Video Transcript
A variable force 𝐹, measured in newtons, is acting on a body, where 𝐹 is equal to three 𝑠 squared minus five. Find the work done by this force in the interval from 𝑠 equals four meters to 𝑠 equals five meters.
In this question, a variable force acts on an object. Since both the motion of the object and the force acting on it are in one dimension, we can use the formula 𝑊 is equal to the integral of 𝐹 with respect to 𝑠, where 𝑊 is the work done, 𝐹 is the force acting on the object, and 𝑠 is its displacement. In this question, we are told that 𝐹 is equal to three 𝑠 squared minus five. And we need to find the work done when it moves between 𝑠 equals four and 𝑠 equals five meters.

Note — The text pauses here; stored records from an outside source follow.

PR #399, opened 2019-11-05
multus: print pod namespace/name in cmdAdd/cmdDel error messages

dcbw:
Helps when debugging messages like:

```
Nov 05 17:43:29 ip-10-0-136-174 crio[1881]: 2019-11-05T17:43:29Z [error] Multus: error adding pod to network "ovn-kubernetes": delegateAdd: error invoking DelegateAdd - "ovn-k8s-cni-overlay": error in getting result from AddNetwork: CNI request failed with status 400: 'Nil response to CNI request
```

Signed-off-by: Dan Williams <dcbw@redhat.com>

@dougbtv @s1061123

### DIFF
--- a/multus/multus.go
+++ b/multus/multus.go
@@ -359,16 +359,24 @@ func delPlugins(exec invoke.Exec, argIfname string, delegates []*types.DelegateN
 	return nil
 }
 
+func cmdErr(k8sArgs *types.K8sArgs, format string, args ...interface{}) error {
+	prefix := "Multus: "
+	if k8sArgs != nil {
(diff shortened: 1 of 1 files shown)


multus/multus.go
```diff
@@ -359,6 +359,11 @@ func delPlugins(exec invoke.Exec, argIfname string, delegates []*types.DelegateN
 	return nil
 }
 
+func cmdErr(k8sArgs *types.K8sArgs, format string, args ...interface{}) error {
+	msg := fmt.Sprintf(format, args...)
+	return logging.Errorf("Multus: [%s/%s]: %s", k8sArgs.K8S_POD_NAMESPACE, k8sArgs.K8S_POD_NAME, msg)
```
s1061123: Could you please add alternative return in case of k8sArgs==nil for future?

dcbw: Done!

PR #408, opened 2019-11-13
Entrypoint updates

micw:
- allow vars to be overridden by env vars
- don't use "sleep infinity" since it's not implemented by all sleep commands (e.g. not in busybox)
- allow the sleep to be interrupted to allow graceful container termination

I pulled this out from https://github.com/intel/multus-cni/pull/259 to make the PR more granular.


dougbtv:
@micw thanks a bunch I like this pull request a lot! Let me give it a shot in my environment, and I'll merge it in.

PR #409, opened 2019-11-13
Multus kubeconfig is not correct for IPv6 Installs

svallala:
Issue:
/etc/cni/net.d/multus.d/multus.kubeconfig is not properly setup for IPv6
installs

Change Summary:

If the API server host is IPv6 address then the server URL should
include square braces to separate the IP address and port correctly

Signed-off-by: shravan@robin.io


svallala:
Minor change to include square braces no matter what. This is how other CNIs install their kubeconfig file on the node

s1061123:
In this case, IPv4 address kubeconfig will be failed, correct?
Could you please support IPv4 case as well because many user still uses IPv4.

svallala:
@s1061123 using with braces will work both for IPv4 and IPv6.

svallala:
@s1061123 do you need any other changes on my end for this to be committed.

s1061123:
merged. Thank you for your PR, @svallala !

PR #422, opened 2019-12-12
reduce binary size

oilbeater:


dougbtv:
Thanks @oilbeater for the contribution, we'd prefer to have the function names available during debugging, so we'll skip this optimization for now. If you'd like to join our maintainers meeting to discuss, we'd love to open the conversation again. Thanks again!

PR #423, opened 2019-12-16
Add Dockerfile for building image on arm64 platform

TrevorTaoARM:
Add Dockerfile.arm64 for building Multus image on arm64 platform.

### DIFF
--- a/Dockerfile.arm64
+++ b/Dockerfile.arm64
@@ -1,0 +1,20 @@
+# This Dockerfile is used to build the image available on DockerHub
+FROM golang:1.13.4 as build
+
+# Add everything
+ADD . /usr/src/multus-cni
+
+#ENV GOARCH "arm64"
+#ENV GOOS "linux"
+
+RUN  cd /usr/src/multus-cni && \
+     ./build
+
+# build arm64 container
+FROM centos:7
+COPY --from=build /usr/src/multus-cni /usr/src/multus-cni
+
+WORKDIR /
+ADD ./images/entrypoint.sh /
+
+ENTRYPOINT ["/entrypoint.sh"]
--- a/Dockerfile.arm64
+++ b/Dockerfile.arm64
@@ -4,8 +4,8 @@ FROM golang:1.13.4 as build
 # Add everything
 ADD . /usr/src/multus-cni
 
-#ENV GOARCH "arm64"
-#ENV GOOS "linux"
+ENV GOARCH "arm64"
+ENV GOOS "linux"
 
 RUN  cd /usr/src/multus-cni && \
      ./build


s1061123:
Hi Trevor, thank you so much for the PR!

I've tested with your dockerfile, the multus-cni binary is built successfully, however, this base image uses 'centos:7' hence x86_64 binary still contained in the container image as following.

```
[tohayash@tohayash-srv multus-cni-amd64]$ docker run --rm --privileged --entrypoint=bash -it multus-cni:arm64
[root@deb33a316cfc /]# yum install file
Loaded plugins: fastestmirror, ovl
(snip)
[root@deb33a316cfc /]# file /bin/bash
/bin/bash: ELF 64-bit LSB executable, x86-64, version 1 (SYSV), dynamically linked (uses shared libs), for GNU/Linux 2.6.32, BuildID[sha1]=7e644dee920bc3ba797c38e05383286563712b49, stripped
[root@deb33a316cfc /]# file ./usr/src/multus-cni/bin/multus 
./usr/src/multus-cni/bin/multus: ELF 64-bit LSB executable, ARM aarch64, version 1 (SYSV), statically linked, not stripped
```

We expects that user use this container with [multus-daemonset.yml](https://github.com/intel/multus-cni/blob/master/images/multus-daemonset.yml), hence not only multus binary also other binary should be for same architecture because multus container image uses bash in its install script.

You can change base image to `arm64v8/centos:7` as following and this makes container images for arm64.
Could you please change it?

```
[tohayash@tohayash-srv multus-cni-amd64]$ git diff
diff --git a/Dockerfile.arm64 b/Dockerfile.arm64
index 50126ef8..2105f2ad 100644
--- a/Dockerfile.arm64
+++ b/Dockerfile.arm64
@@ -11,7 +11,7 @@ RUN  cd /usr/src/multus-cni && \
      ./build
 
 # build arm64 container
-FROM centos:7
+FROM arm64v8/centos:7
 
 WORKDIR /
```

```
[tohayash@tohayash-srv multus-cni-amd64]$ docker run --rm --privileged --entrypoint=bash -it multus-cni:arm64
[root@59d232392886 /]# yum install file
Loaded plugins: fastestmirror, ovl
(snip)
[root@59d232392886 /]# file /bin/bash
/bin/bash: ELF 64-bit LSB executable, ARM aarch64, version 1 (SYSV), dynamically linked (uses shared libs), for GNU/Linux 3.7.0, BuildID[sha1]=8221316a32fc963e8c014e2b4f37175621415b3b, stripped
[root@59d232392886 /]# file /usr/src/multus-cni/bin/multus 
/usr/src/multus-cni/bin/multus: ELF 64-bit LSB executable, ARM aarch64, version 1 (SYSV), statically linked, not stripped
```

TrevorTaoARM:
@s1061123 Thank you for your reply.
For the issue you mentioned, I would like to add that the base image centos:7 is multi-arched, so when it is built on arm64 platform, it would just pull the arm64 version instead of amd64 version. So this Dockerfile is correct when it's built both on arm64 and amd64. Actually it is a mult-arch capable version which could be used to work for both amd64 and arm64.
If you still think it's necessary to show the difference in the base image of the Dockerfile for arm64 from amd64, I would change it accordingly as you said. Nice to get your idea here.

TrevorTaoARM:
@s1061123 Any further comments? Thank you!

TrevorTaoARM:
@s1061123 I abandoned this PR. 
Create a new PR about it at: https://github.com/intel/multus-cni/pull/457

PR #433, opened 2020-01-27
Support guid

Mmduh-483:


types/conf.go
```diff
@@ -181,6 +187,9 @@ func CreateCNIRuntimeConf(args *skel.CmdArgs, k8sArgs *K8sArgs, ifName string, r
 		if len(rc.Mac) != 0 {
 			capabilityArgs["mac"] = rc.Mac
 		}
+		if len(rc.GUID) != 0 {
+			capabilityArgs["guid"] = rc.GUID
```
adrianchiris, line 191: So, according to [1] the name is infiniband_guid

https://github.com/containernetworking/cni/blob/master/CONVENTIONS.md#well-known-capabilities

PR #1124, opened 2023-07-19
Fix bug: when kube-multus-ds restart,  CNI can not load 00-multus.conf

huangzynn:
When the server restart,  and  kube-multus-ds will restart, sometimes k8s dockershim cni load conf Will load calico instead of multus，Resulting in POD not being able to obtain IP
Such as:
podLostIP1
Read this part of the code:
https://github.com/kubernetes/kubernetes/blob/bc4763cbf8b9e6adfbc07bb3194509b187b0b901/pkg/kubelet/dockershim/network/cni/cni.go#L156
When CNI reads the configuration, copying files or generating configuration files from multiple will cause the next CNI configuration to be loaded


s1061123:
I'm not clear what you mentioned.

- k8s dockershim is deprecated and it is removed hence now no dockershim in k8s repo, hence your explanation of this issue is not clear to me: https://kubernetes.io/blog/2020/12/02/dont-panic-kubernetes-and-docker/
- your modification in deployments/multus-daemonset-thick.yml and pkg/cmdutils/utils.go seems not directly related to the subject.

huangzynn:
> * cmdutils

The change is to prevent the kube-multus-ds  from copying during restart，kube-multus-ds copy files caused CNI to load an incorrect configuration.The CNI loop checks the first available configuration, and if a configuration error is found or the multi execution file is unreadable, it will skip to the next configuration read.
Read this part of the code:
https://github.com/kubernetes/kubernetes/blob/bc4763cbf8b9e6adfbc07bb3194509b187b0b901/pkg/kubelet/dockershim/network/cni/cni.go#L156

Although dockership is deprecated, we are still using it at present. I am not sure if the same situation exists for other contractors.

remram44:
The reference implementation has a similar problem. If a configuration file is incorrect, it will not silently load the next one like dockershim, but it will fail the whole process:

https://github.com/containernetworking/cni/blob/v1.1.2/libcni/conf.go#L176-L179

Writing the multus config atomically is probably desirable, especially if that happens every time the DaemonSet Pods restart. I'm not sure if the MD5 logic is required since the copy is atomic anyway.

This applies to Calico too, which [uses `os.WriteFile()`](https://github.com/projectcalico/calico/blob/60f8a9e884567ca690487849ff9df991091eced0/cni-plugin/pkg/install/install.go#L400-L405C3) in an init container.

huangzynn:
> The reference implementation has a similar problem. If a configuration file is incorrect, it will not silently load the next one like dockershim, but it will fail the whole process:
> 
> https://github.com/containernetworking/cni/blob/v1.1.2/libcni/conf.go#L176-L179
> 
> Writing the multus config atomically is probably desirable, especially if that happens every time the DaemonSet Pods restart. I'm not sure if the MD5 logic is required since the copy is atomic anyway.
> 
> This applies to Calico too, which [uses `os.WriteFile()`](https://github.com/projectcalico/calico/blob/60f8a9e884567ca690487849ff9df991091eced0/cni-plugin/pkg/install/install.go#L400-L405C3) in an init container.

Thank you.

We can therefore use a definite integral with the values of four and five as the limits. We need to integrate three 𝑠 squared minus five with respect to 𝑠 between the limits of four and five. Using the power rule of integration, we can integrate term by term. Integrating three 𝑠 squared with respect to 𝑠 gives us three 𝑠 cubed over three, and this simplifies to 𝑠 cubed. Integrating the constant negative five with respect to 𝑠 gives us negative five 𝑠.

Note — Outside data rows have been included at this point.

PR #1136, opened 2023-08-09
Enables multiplatform thick plugin images

nvollmar:
v4.0.0-alpha (https://github.com/k8snetworkplumbingwg/multus-cni/pkgs/container/multus-cni/47662597?tag=v4.0.0-alpha) was published as thick plugin for arm64 and I've been running it for almost a year now without any issues.

Would be great to have it available for current versions on arm64.

### DIFF
--- a/.github/workflows/image-build.yml
+++ b/.github/workflows/image-build.yml
@@ -35,8 +35,8 @@ jobs:
           sbom: false
           provenance: false
 
-  build-amd64-thick:
-    name: Image build/amd64 thick plugin
+  build-thick:
+    name: Image build thick plugin
     runs-on: ubuntu-latest
     steps:
       - name: Check out code into the Go module directory
@@ -50,8 +50,11 @@ jobs:
         with:
           context: .
           push: false
-          tags: ghcr.io/${{ github.repository }}:latest-amd64-thick
+          tags: ghcr.io/${{ github.repository }}:latest-thick
           file: images/Dockerfile.thick
+          platforms: linux/amd64,linux/arm64,linux/arm/v7,linux/ppc64le,linux/s390x
+          sbom: false
+          provenance: false
 
   build-origin:
     name: Image build/origin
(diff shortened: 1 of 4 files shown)


nvollmar:
Refs #1027

s1061123:
See following comments. We need to have support resources who could care all platform other than amd64, for thick plugin:
https://github.com/k8snetworkplumbingwg/multus-cni/pull/1027#issuecomment-1425272290

Can you do that?

nvollmar:
@s1061123 I'd be open to test things on my arm64 k3s cluster. I'm also actively using multus for my HA setup and I tend to update frequently anyway.

s1061123:
@nvollmar I need someone who can 
- troubleshoot ARM/ppc64/s390x related issue in thick plugin and
- fix these issues, and
- verify these issue in target platform.

Could you help these items (you mentioned you have arm64, but how about other platform)? 
In addition, multus team support multus with vanilla Kubernetes (not k3s, not OpenShift and not other downstream products), to simplify. So we need to ask you to verify vanilla Kubernetes for above troubleshooting/fix/verify.

nvollmar:
I only have ARM available to test on and i don't have any spare hardware to test vanilla Kubernetes on ARM.

May I ask, you already publish the thin image for ARM/PPC64/S390, what is the difference for not publishing the thick image too?

zhlhahaha:
Hi, @nvollmar and @s1061123 , I am Howard from Arm. I also get this issue when trying to use multus on Arm64 platform.

> * troubleshoot ARM/ppc64/s390x related issue in thick plugin and

As I only have Arm64 servers, shall we build multi-arch image for x86_64 and Arm64 for now? 

> * fix these issues, and verify these issue in target platform.

Please feel free to reach out to me if any issues arise on the Arm64 platform. Additionally, I think that @nvollmar is also willing to provide assistance based on his replies.

nvollmar:
I don't understand what the difference between thick and thin images is regarding platform support (thin images are published for them already).

I'd be willing to provide help regarding ARM, but with the lack of responses here I started to build and use my own ARM images.

PR #1159, opened 2023-09-18
Add per-node-certification support

s1061123:
This change introduces per-node certification for multus pods. Once multus pod is launched, then specified bootstrap kubeconfig is used for initial access, then multus sends CSR request to kube API to get original certs for kube API access. Once it is accepted then the multus pod uses generated certs for kube access.

This PR only targets the code and doc/installer manifests will be addressed in another PR.

### DIFF
--- a/pkg/k8sclient/kubeconfig.go
+++ b/pkg/k8sclient/kubeconfig.go
@@ -1,0 +1,219 @@
+// Copyright (c) 2023 Multus Authors
+//
+// Licensed under the Apache License, Version 2.0 (the "License");
+// you may not use this file except in compliance with the License.
+// You may obtain a copy of the License at
+//
+//     http://www.apache.org/licenses/LICENSE-2.0
+//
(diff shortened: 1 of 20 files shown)


pkg/k8sclient/kubeconfig.go
```diff
@@ -0,0 +1,219 @@
...
+		return nil, err
+	}
+	if clientInfo == nil {
+		return nil, fmt.Errorf("failed to create in-cluster kube client")
+	}
+	return clientInfo, err
+}
+
+// GetK8sClient gets client info from kubeconfig
+func GetK8sClient(kubeconfig string, kubeClient *ClientInfo) (*ClientInfo, error) {
```
dougbtv, line 154: Ok, I get it, the GetK8sClient moves here, makes sense.

dougbtv (approved):
LGTM! I think we can move forward with this as-is. But let's follow up with example yaml for deployment as well as docs (I can also follow up on this)

PR #1161, opened 2023-09-21
Move chroot from multus main process to its child processes

pliurh:
We used to run chroot in multus main process when calling other CNI plugin binary. We also use a mutex to lock the access to pod files. But this causes performance issues when facing heavy CNI_ADD/CNI_DEL requests.

With this patch, we do chroot in the child processes instead. So file operations in the main process will not be affected by chroot.

This change requires the multus thick plugin pod to mount CNI bin directory to the same path in the container host.

fixes https://issues.redhat.com/browse/OCPBUGS-18995

### DIFF
--- a/deployments/multus-daemonset-thick.yml
+++ b/deployments/multus-daemonset-thick.yml
@@ -167,6 +167,11 @@ spec:
           volumeMounts:
             - name: cni
               mountPath: /host/etc/cni/net.d
+            # multus-daemon expects that cni-bin path must be identical between pod and container host.
+            # e.g. if the cni bin is in '/opt/cni/bin' on the container host side, then it should be mount to '/opt/cni/bin' in multus-daemon,
+            # not to any other directory, like '/opt/bin' or '/usr/bin'.
+            - name: cni-bin
+              mountPath: /opt/cni/bin
             - name: host-run
               mountPath: /host/run
             - name: host-var-lib-cni-multus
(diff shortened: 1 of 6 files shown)


s1061123:
Thank you so much for great PR, @pliurh ! Overall desgin makes sense to me.

One minor comments but this PR implicitly requires to manifest to mount CNI bin directory to same path in container host. (e.g. if /opt/cni/bin is the CNI bin directory, multus-daemon pod has to mount it with same path /opt/cni/bin, not /opt/bin.
Could you write down in [thick-daemon manifest file](https://github.com/k8snetworkplumbingwg/multus-cni/blob/master/deployments/multus-daemonset-thick.yml) https://github.com/k8snetworkplumbingwg/multus-cni/blob/master/deployments/multus-daemonset-thick.yml?

deployments/multus-daemonset-thick.yml
```diff
@@ -167,6 +167,8 @@ spec:
           volumeMounts:
             - name: cni
               mountPath: /host/etc/cni/net.d
+            - name: cni-bin
```
s1061123, line 170: Could you please add explicitly mentioned in comment? as

```
# multus-daemon expects that cni-bin path must be identical between pod and container host, 
# e.g. if cni bin is '/opt/cni/bin' in container host side, then it should be mount to '/opt/cni/bin' in multus-daemon,
# not other directory, as '/opt/bin' or '/usr/bin'.
```

s1061123 (changes requested):

Deadpan110:
line 173 of deployments/multus-daemonset-thick.yml should be:

` - name: cnibin`
and not:
` - name: cni-bin`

We now need to substitute the limits and find the difference between the two values. The work done is equal to five cubed minus five multiplied by five minus four cubed minus four multiplied by five. Five cubed is 125, and subtracting 25 from this gives us 100. Four cubed is 64, and subtracting 20 from this is 44. 𝑊 is therefore equal to 100 minus 44, which is equal to 56.
Since the force was measured in standard units of newtons and the displacement in meters, we can conclude that the work done by the force is equal to 56 joules.